Ужин выдался правильный. Коньяк, рыбная нарезка, копчёный свиной бок. Этот последний, местного производства, уже распробованный Лютым, был превыше всяких похвал, а вот коньяк — так себе, палёный, к такому точно не помешал бы лимон[179].
— Ну, чтоб у наших короедов были крутые корынцы[180]! — поднял свой стакан Тяни-Толкай.
Лютый, которому мешала повязка, выпил через трубочку, Тузик поперхнулся, закашлялся, ругнулся про себя. Ну, мать твою жёлтую так-растак!..
— После первой и второй промежуток небольшой, — снова налил Тяни-Толкай, и они с Долгоносом занялись закусками.

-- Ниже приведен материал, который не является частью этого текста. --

PR #3052, opened 2026-03-03
fix: socket is blocking

### LINKED ISSUE #3050: [Bug]: Client times out in this scenario
### Affected Version

latest

### Describe the bug

I was testing something in my project when I noticed that my client timed out (still able to rejoin after timing out). If I pretty much replicate this code on a paper server the client does not time out.

0. be on windows? (server and client are on windows)

1. Join the server
2. Type b and wait for your client to catch up
3. try to type anything but b and notice how it doesn't send and you eventually time out

### Code sample

```java
import net.minestom.server.coordinate.Point;
import net.minestom.server.coordinate.Vec;
import net.minestom.server.entity.GameMode;
import net.minestom.server.entity.Player;
import net.minestom.server.event.GlobalEventHandler;
import net.minestom.server.event.player.*;
import net.minestom.server.instance.InstanceContainer;
import net.minestom.server.instance.LightingChunk;
import net.minestom.server.instance.anvil.AnvilLoader;

import java.nio.file.Path;
import java.util.ArrayList;
import java.util.List;
import java.util.concurrent.ThreadLocalRandom;

public class MinimalRepro {

    static void main() {
        MinecraftServer server = MinecraftServer.init(new Auth.Online());
        InstanceContainer instance = MinecraftServer.getInstanceManager().createInstanceContainer();
        instance.setGenerator(unit -> unit.modifier().fillHeight(0, 1, Block.STONE));
        GlobalEventHandler geh = MinecraftServer.getGlobalEventHandler();
        geh.addListener(AsyncPlayerConfigurationEvent.class, event -> {
            event.getPlayer().setRespawnPoint(new Pos(0, 2, 0));
        });
        geh.addListener(PlayerChatEvent.class, event -> {
            if (!event.getRawMessage().startsWith("b")) return;
            ThreadLocalRandom current = ThreadLocalRandom.current();
            for (int i = 0; i < 33552; i++) {
                int x = current.nextInt(-1000, 1000);
                int y = current.nextInt(-1000, 1000);
                int z = current.nextInt(-1000, 1000);
                event.getPlayer().sendMessage("block vector: x: " + x + " y: " + y + " z: " + z);
            }
        });
    }
}
```

hapily04:
## Proposed changes

Fixes #3050 
Ran this on my own project and I didn't notice any side effects

## Types of changes

## Checklist

merging your code._

### DIFF
--- a/src/main/java/net/minestom/server/network/socket/Server.java
+++ b/src/main/java/net/minestom/server/network/socket/Server.java
@@ -98,6 +98,7 @@ public final class Server {
             socket.setReceiveBufferSize(ServerFlag.SOCKET_RECEIVE_BUFFER_SIZE);
             socket.setTcpNoDelay(ServerFlag.SOCKET_NO_DELAY);
             socket.setSoTimeout(ServerFlag.SOCKET_TIMEOUT);
+            channel.configureBlocking(false);
         }
     }
 


kermandev:
Is the issue linked actually fixed? This is already the case if you use virtual threads

hapily04:
> Is the issue linked actually fixed? This is already the case if you use virtual threads

Here's a video of running the issue's code without the channelBlocking(false) line:

https://github.com/user-attachments/assets/ccd7cb7f-2d78-4180-8253-5110a4a41b47

With the channelBlocking(false) line:

https://github.com/user-attachments/assets/b5a5b3c9-bb75-4843-9d79-49bfddc7f5f7

xZeGoe:
I believe that setting blocking to false makes it listen every possible time, which makes the cpu usage work at 100%

kermandev:
I cannot reproduce #3050

hapily04:
> I cannot reproduce #3050

what if you up the loop amount?

kermandev:
> > I cannot reproduce #3050
> 
> what if you up the loop amount?

Even with >1 million it does nothing. It may be a windows issue?

> I believe that setting blocking to false makes it listen every possible time, which makes the cpu usage work at 100%

Yes this is also true, maybe it might be an idea to not send 30k chat packets... Ive experienced client stalls with high message/s

hapily04:
> > > I cannot reproduce #3050
> > 
> > 
> > what if you up the loop amount?
> 
> Even with >1 million it does nothing. It may be a windows issue?
> 
> > I believe that setting blocking to false makes it listen every possible time, which makes the cpu usage work at 100%
> 
> Yes this is also true, maybe it might be an idea to not send 30k chat packets... Ive experienced client stalls with high message/s

That's strange maybe it is a windows issue. Ideally yes I would never really be sending this many packets, but my project is a sandbox and I can't control that too much. If a user accidentally does this or something similar I can't exactly have people timing out. I confirmed with spark on my project that it does have higher idle usage and mspt as a result. I have changes that park briefly using `LockSupport.parkNanos(100_000)` in `PlayerSocketConnection` and mspt looks identical to prior the channelBlocking(false) change upon testing, so it seems to mitigate the cpu usage issue.

kermandev:
Consider trying the new write lock to see if that helps, or disabling compression. My tests were also ran without these but you can try them

```java
System.setProperty("minestom.new-socket-write-lock", "true");
MinecraftServer.setCompressionThreshold(0);
// init here...
```

Though this seems more like a reading issue, but I cannot reproduce.

hapily04:
> Consider trying the new write lock to see if that helps, or disabling compression. My tests were also ran without these but you can try them
> 
> ```java
> System.setProperty("minestom.new-socket-write-lock", "true");
> MinecraftServer.setCompressionThreshold(0);
> // init here...
> ```
> 
> Though this seems more like a reading issue, but I cannot reproduce.

Still timing out tried using each on its own and together same result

Для двоих раненых всё приходилось нарезать тонкой лапшой, чтобы подержать на языке и глотать не жуя. По мнению докторов, им ещё долго будет противопоказана правильная жратва. Ну, узкоплёночные, ну, падлы!.. Всё, доигрались, будет вам хана!
— А начинать, — сказал Тяни-Толкай, когда приговорили первую и откупорили вторую, — надо с мохнорылого, он у них там паханует, тварь узкоглазая.
Сказал и привычно потёр левое ухо, в котором так и стоял звон. Опять же с подачи того самого мохнорылого.
— Ы-ы-ы-ы, — согласился Лютый. Дескать, да, будем гада валить. Сунул трубочку в стакан, морщась, выпил, перевёл дыхание, втянул в рот тоненькое рыбное волоконце. — Ы-ы-ы-ы!
«Всех будем валить, всех. Без разбора, для порядка. Всех, я сказал!»
Настанет ли время, когда он снова будет раскусывать крепкими зубами нежные свиные хрящи и с аппетитом жевать? Отрывать, опять же зубами, от цельной рыбины упругую копчёную спинку, облизывать текущий на подбородок солоноватый жирок?..
Иногда, особенно вот как сейчас, когда он делал запрещённые врачами движения, пытаясь жевать, ему казалось, что светлый час не придёт уже никогда…
На Павла Андреевича вдруг накатило волной что-то страшное, мрачное, липкое. И не то чтобы его бросило в тоску после выпитого, нет. То есть, понятно, коньяк в сочетании с эфемерной закуской несколько усугубил эффект, но дело было по большому счету не в нём.
Лютый внезапно вспомнил Соликамск, пересыльный централ. И себя, пацана-первоходку, закрытого ментами в «стакан». В стылую вертикальную нору размером с гроб, сплошь покрытую изнутри железной «тёркой». Закрыв, его там… забыли. А он до сих пор помнил свой хриплый страшный крик, помнил дикий ужас заточения, бессилие и беспросветный мрак. Железные шипы, холодные, точно смерть, сдирали кожу в самом деле как тёркой. Боль, ярость, ненависть, воскресшая злоба девятым валом захлестнули Лютого… и он не удержался, заорал — даже и больная челюсть не помешала.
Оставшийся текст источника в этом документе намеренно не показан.